Caregiver’s Log: Day 985
8:00 am Take your mother out for breakfast and drink a shit-ton of bitter IHOP coffee. Give her a new napkin because the one she started eating is, according to her, “broken.” Marvel at how she can power down a stack of pancakes the size of a turkey platter, scrambled eggs and a blueberry muffin and still stay skinny as a skeleton. Notice the tumor in her pancreas is now protruding from her belly like a full-term pregnancy.
9:00 am Return home to assist husband with a shower, making sure the waterproof sleeve you finally found at the third CVS pharmacy yesterday covers his catheter. Avoid heavy sighs when he complains that the towel is too soft and the bar soap slips through his fingers. Remind yourself to add shower gel to shopping list.

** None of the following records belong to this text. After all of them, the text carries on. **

PR #741, opened 2019-11-13
Add a seed for better randomness

rumpl:
**- What I did**

Added a call to `rand.Seed`

Without the seed the rand.Intn will always start from the same place and
return the same application name

**- How to verify it**

Without this change run:
```
$ docker app run APP1
$ docker app run APP2
```
The second one would fail with a message: `Installation "gallant_poitras" already exists, use 'docker app update' instead`

image

### DIFF
--- a/cmd/cnab-run/main.go
+++ b/cmd/cnab-run/main.go
@@ -3,7 +3,9 @@ package main
 import (
 	"errors"
 	"fmt"
+	"math/rand"
 	"os"
+	"time"
 
 	"github.com/docker/app/internal"
 )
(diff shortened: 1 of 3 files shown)


justincormack:
Please do not use `math/rand` in any code, just use `crypto/rand`

rumpl:
> Please do not use `math/rand` in any code, just use `crypto/rand`

The call to `rand.Intn` is in [moby](https://github.com/moby/moby/blob/master/pkg/namesgenerator/names-generator.go#L5)

rumpl:
This is for random name generation

justincormack:
Hmm, I thought I had fixed that one too, ok will change it there.

justincormack:
Its ok to merge this though, before I change the implementation.

PR #742, opened 2019-11-13
Check compose file don't use relative paths for bind mount

ndeloof:
**- What I did**
Reject compose file to use a relative path for bind mount
https://docker.atlassian.net/browse/APP-275

**- How I did it**
- checked yaml tree during init
- added volumes to partial mapping used by build and check source path

**- How to verify it**
- use a compose file with relative path bind mount and run `docker app init`
- use a docker.app and edit compose file to introduce relative path bind mount, then run `docker app build`

Docker app do reject compose file relying on a relative volume path

image


internal/commands/build/types.go
```diff
@@ -46,6 +52,13 @@ func loadServices(servicesDict map[string]interface{}, buildArgs []string) ([]Se
 			return nil, err
 		}
 		services = append(services, *serviceConfig)
+
+		// Sanity check
+		for _, volume := range serviceConfig.Volumes {
+			if volume.Type == "bind" && strings.HasPrefix(volume.Source, ".") {
```
ulyssessouza: Relative paths not necessarily start by `.`. 
`./path/to/file` and `path/to/file` are equivalent

ndeloof: oh indeed, this is just an habit of mine.

PR #743, opened 2019-11-13
Support format option in docker app ls

ndeloof:
**- What I did**
Introduced `--format` experimental option for `docker app ls`
Can either pass a Go template (jist like most docker CLI commands) or just "json" to enable json output.

**- How I did it**
with love

**- How to verify it**
docker app ls --format "{{(index . 0).Reference}}"
docker app ls --format "json"

Introduced `--format` experimental option for `docker app ls`

image


rumpl:
Could we add a test for this?

internal/commands/image/list.go
```diff
@@ -52,148 +51,157 @@ func listCmd(dockerCli command.Cli) *cobra.Command {
...
-			if t, ok := p.ref.(reference.Digested); ok {
-				return t.Digest().String()
-			}
-			return "<none>"
-		}})
+	return ""
+}
+
+func (desc imageDesc) println(w io.Writer, digests bool) {
+	values := []string{}
```
silvin-lubecki: Should we have something like this instead https://github.com/docker/cli/pull/2107/files#diff-6c8144102a0cd8ad4191c8c221adc70bL14 ? A default format applied ?

ndeloof: I thought about this option, but need to admit I'm pretty bad in writting go templates :)
will look into this

internal/commands/image/formatter.go
```diff
@@ -0,0 +1,126 @@
...
+	case formatter.TableFormatKey:
+		switch {
+		case quiet:
+			return formatter.DefaultQuietFormat
+		case digest:
+			return defaultImageTableFormatWithDigest
+		default:
+			return defaultImageTableFormat
+		}
+	}
```
eunomie: I should have written it like:

```go
if source == formatter.TableFormatKey {
        if quiet {
                return formatter.DefaultQuietFormat
        }
        if digest {
                return defaultImageTableFormatWithDigest
        }
        return defaultImageTableFormat
}
```

I don't see the usage of `switch` with only one case and `switch` on different variables.

internal/commands/image/formatter.go
```diff
@@ -0,0 +1,126 @@
...
+			return err
+		}
+	}
+	return nil
+}
+
+type imageContext struct {
+	formatter.HeaderContext
+	trunc bool
+	i     imageDesc
```
eunomie: Why not ?
```suggestion
	image     imageDesc
```

internal/commands/image/formatter.go
ndeloof: Because this code was a (simplified) version of the original formatter from docker/cli. Wanted to keep implementations in sync

internal/commands/image/formatter.go
ndeloof: same reason

internal/commands/image/formatter.go
eunomie: OK, I understand.

PR #748, opened 2019-11-15
Use relocation map on fixup

eunomie:
**- What I did**

When we are doing the `fixup` of a bundle, apply relocation map when necessary.

Previous behaviour:
- resolve image
  - if found, copy or mount
  - if not found
    - if image present in local docker image store
      - push

The goal of this commit is to add one more condition, to copy/mount images that has been previously pushed from the local docker image store and so that can be resolved using the relocation map.

So the behaviour looks like:
- resolve image
  - if found, copy or mount
  - if not found
    - look at the relocation map and try to resolve
      - if found, copy or mount
      - if not found in the relocation map or not resolved
        - if image present in local docker image store
          - push

**- How I did it**

Use new `cnab-to-oci`, see https://github.com/docker/cnab-to-oci/pull/82

**- How to verify it**

The affected workflow is the following:

1. create a bundle referencing local images. Like after a `docker app build`
   - the bundle contains images with, by example, `Image: web`
2. push it to a registry
3. pull it (by example on an other machine)
   - the bundle contains `Image: web` associated to an entry in the
   relocation map: `web: registry/user/repo:tag@sha256...`
4. push it (to an other registry or not)
   - the image `web` is not resolved in the registry (but the corresponding
   image has already been pushed)
   - the image cannot be pushed from the local docker image store (the image
   doesn't exist there)
   - the entry from the relocation maps is resolvable and can be copy or mount

Use relocation map to copy images already present on the registry when pushing a pulled bundled without to have locally all the images.

### DIFF
--- a/Gopkg.lock
+++ b/Gopkg.lock
@@ -289,7 +289,7 @@
   revision = "37f9a88c696ae81be14c1697bd083d6421b4933c"
 
 [[projects]]
-  digest = "1:3314fe819a33c59d1d8c25b35297da7d3137dadef098699e087c50be3ecdd867"
+  digest = "1:0e9b90a528fee13963349cafa370f9709e7f1ef0df9eea53f31659aff2385336"
   name = "github.com/docker/cnab-to-oci"
   packages = [
     "converter",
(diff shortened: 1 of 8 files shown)


rumpl:
Is this still WIP?

eunomie:
> Is this still WIP?

It's waiting for approval on https://github.com/docker/cnab-to-oci/pull/82 (and I will rebase it)

PR #749, opened 2019-11-18
My PR was merged

ndeloof:
**- What I did**
Stop using a fork and switch to upstream repo

**- How I did it**
dep

**- How to verify it**
I didn't breack the build :)
(this is an e2e test dependency)

image

### DIFF
--- a/Gopkg.lock
+++ b/Gopkg.lock
@@ -620,12 +620,11 @@
   version = "v1.0"
 
 [[projects]]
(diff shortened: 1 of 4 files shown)


ndeloof:
The change here is to stop using a fork, not why this dependency was introduced
The explanation you're asking for is here https://github.com/docker/app/commit/8beb2f139853113b3389cc6eeb75ce7d6b27997e

PR #750, opened 2019-11-18
Fix output to have a consistent naming

carolinebriaud:
Signed-off-by: Caroline Briaud <caroline.briaud@docker.com>

**- What I did**
Fix output in docker app image ls and docker app inspect to have a consistent naming
Fix link issue in examples/README.MD

**- How to verify it**
Run docker app image ls and docker app inspect commands and check outputs
Check link in examples/README.MD

hedgehog-468228_1920

### DIFF
--- a/examples/hello-world/README.md
+++ b/examples/hello-world/README.md
@@ -137,7 +137,7 @@ Next, you can check the list of running Apps:
 
 ```shell
 $ docker app ls
-INSTALLATION   APPLICATION         LAST ACTION   RESULT    CREATED              MODIFIED             REFERENCE
+RUNNING APP    APP NAME            LAST ACTION   RESULT    CREATED              MODIFIED             REFERENCE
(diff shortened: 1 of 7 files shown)


examples/hello-world/README.md
```diff
@@ -137,7 +137,7 @@ Next, you can check the list of running Apps:
 
 ```shell
 $ docker app ls
-INSTALLATION   APPLICATION         LAST ACTION   RESULT    CREATED              MODIFIED             REFERENCE
+RUNNING APP    APP NAME            LAST ACTION   RESULT    CREATED              MODIFIED             REFERENCE
```
thaJeztah: Wondering if `APP NAME` should become `APP IMAGE` at some point

carolinebriaud: Here this is actually the app name coming the metadata, so really this has nothing to do with the name you give to the app image when you build

ndeloof: Still unclear to me what this metadata name is for. I can't imagine much scenario where it's anything else but the repository name image is published to.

9:30 am Field latest batch of text rants from your 87-year-old father—who you moved two weeks ago into a senior living community three thousand miles away—about his new 65” TV being too small and impossible to hear. Order sound bar for $250, sign him up for a year of unlimited tech support and text him back: “Go to Best Buy and get whatever TV you want,” because if you get one more text about his A/V bullshit, you’ll lose it on him like you did on last week’s rant about his new place being full of with “uneducated slobs.”